-- Opening Marker --

PR #1239, opened 2021-02-09
Stops Suit Storage Units deleting (traitor objective) items when hacked or destroyed

Bokkiewokkie:
## About The Pull Request
 
Adds EMP and Emag interactions for the Suit Storage Unit.
Makes it so SSU's are no longer IC versions of TG.
The code diff looks like a mess too so that could be considered a feature 👍 

## Why It's Good For The Game

Delete important item bad, deep fried suit good.

## Changelog
:cl:
add: You can now E-mag and EMP Suit Storage Units for fun times!
fix: Fixes Suit Storage Units deleting traitor objective items.
/:cl:

### DIFF
--- a/code/game/machinery/suit_storage_unit.dm
+++ b/code/game/machinery/suit_storage_unit.dm
@@ -40,9 +40,11 @@
 	* If the hack wire is cut/pulsed.
 	* Modifies effects of cook()
 	* * If FALSE, decontamination sequence will clear radiation for all atoms (and their contents) contained inside the unit, and burn any mobs inside.
-	* * If TRUE, decontamination sequence will delete all items contained within, and if occupied by a mob, intensifies burn damage delt. All wires will be cut at the end.
+	* * If TRUE, decontamination sequence will burn and decontaminate all items contained within, and if occupied by a mob, intensifies burn damage delt. All wires will be cut at the end.
 	*/
 	var/uv_super = FALSE
+	/// NSV13 for managing the messages sent back when the machine was hacked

-- Closing Marker --

● Exercise brief:
Begin at the line above that has "Delete important item" and stop after the line that has "any mobs inside.", copying each line exactly and adding nothing else.

● Exercise output:
Delete important item bad, deep fried suit good.

## Changelog
:cl:
add: You can now E-mag and EMP Suit Storage Units for fun times!
fix: Fixes Suit Storage Units deleting traitor objective items.
/:cl:

### DIFF
--- a/code/game/machinery/suit_storage_unit.dm
+++ b/code/game/machinery/suit_storage_unit.dm
@@ -40,9 +40,11 @@
 	* If the hack wire is cut/pulsed.
 	* Modifies effects of cook()
 	* * If FALSE, decontamination sequence will clear radiation for all atoms (and their contents) contained inside the unit, and burn any mobs inside.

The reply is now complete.